» **Task data**:
* * * * * * * * *

PR #4124, opened 2026-06-10
Add sanitizer to create 'Rodovia BR-XXX' name in Brazil

### LINKED ISSUE #4075: Systematic mismatches between addr:street and the name of the highway
Please take a look in all these addresses besides the BR-116 highway: https://nominatim.org/qa/#map=18.13/-3.77/-38.52&layer=addr_street_wrong_name

In Brazil, highways can have a name (for the whole highway, for just a part, or just in an urban area). The BR-116 case is interesting because it's the longest one in the country, so therefore it has multiple names. So, the addresses alongside it can be either "Rodovia BR-116" ("Rodovia" + space + ref), or the name if that section has a name=* tag (in that bbox, it could be "Rodovia Santos Dumont"). Highways only have name=* tag if there is actually a name for it. In the case below, the highway is properly mapped because that segment has no name, only ref tag.

https://nominatim.org/qa/#map=17.17/-28.65/-53.58&layer=addr_street_wrong_name

(you can find it everywhere in the whole country, it's the official address standard)

Therefore, can't we not flag these addresses? I might help with it, but I'm not sure where? Is that here? https://github.com/osm-search/Nominatim-Data-Analyser/blob/main/src/nominatim_data_analyser/rules_specifications/addr_street_wrong_name.yaml Or shall a specific country rule be created?

Also, I suppose this kind of stuff might happen in many countries (didn't have time to look into it), so perhaps it's useful to have a more general rule, like Highway (any language) + ref, or something like that?

lonvia:
Adds a sanitizer specifically for Brazil: when a major highway has a ref of the form `BR-*`, then a searchable name `Rodovia BR-*` is added. This allows the street to be found under the name with the Rodovia prefix and, more importantly, ensures that addresses with `addr:street=Rodovia BR-*'` are correctly matched up with the street.

There is a corresponding PR for Nominatim QA at https://github.com/osm-search/Nominatim-Data-Analyser/pull/73

Closes #4075.

### DIFF
--- a/settings/country_settings.yaml
+++ b/settings/country_settings.yaml
@@ -220,6 +220,12 @@ br:
     postcode:
       pattern: "(ddddd)-?(ddd)"
       output: \1-\2
+    sanitizers:
+      - step: derive-names
+        filter-kind: ref
+        filter-rank: "26"
+        name-pattern: ([A-Z]{2,3}-\d+)
+        variants: Rodovia \1
 
 
 # The Bahamas (The Bahamas)


matheusgomesms:
Hi Sarah, thanks for the fix!

It's going to be a life changer for the BR community! However, one little thing: can it be made more general, to encompass all the highways (not only the federal ones)? Highways in Brazil are like this:

Federal highways: `BR-XXX`
State highways: usually `AA-XXX`, where AA is the acronym for each state, like São Paulo = SP, so `SP-123`. However, there are some cases where the state highways have three letters instead of two (depending on state and type of highway).

And there are tons of addresses with these highways (example: https://nominatim.org/qa/#map=16.63/-28.67/-53.60&layer=addr_street_wrong_name) so perhaps the safest bet here would be `"Rodovia" + ref` instead? With that, not only federal highways will have this fix, but also all highways in the entire country.

santamariense:
There are cases of refs being used at the municipality level as well. Generically, it is
 _prefix + <any ref value (or one of its values, if multivalued)>_
where the prefix can be "Rodovia" (more common). But it can also be "Estrada" sometimes. 

Thanks for working on this.

lonvia:
I've extended the regex to accept any 2-3 letters. That should be okay according to the data. I don't want to extend it to any `ref` because that tag tends to get a lot of odd content.

I can't find a lot of "Estrada" in the data. And the ones that are there are either dubious values for `addr:street` or something like "Estrada Para Araticum e Acesso A BR-110". Maybe this is better tagged as an exception then.

santamariense:
I agree with your statement. Regarding "Estrada", it may occur in some cases, but I'm not sure how often. For now, I think it is solved.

* * * * * * * * *

» **Work order**: In the records above, how many lines contain the string "https"? Reply with the number only.

» **The answer**: 5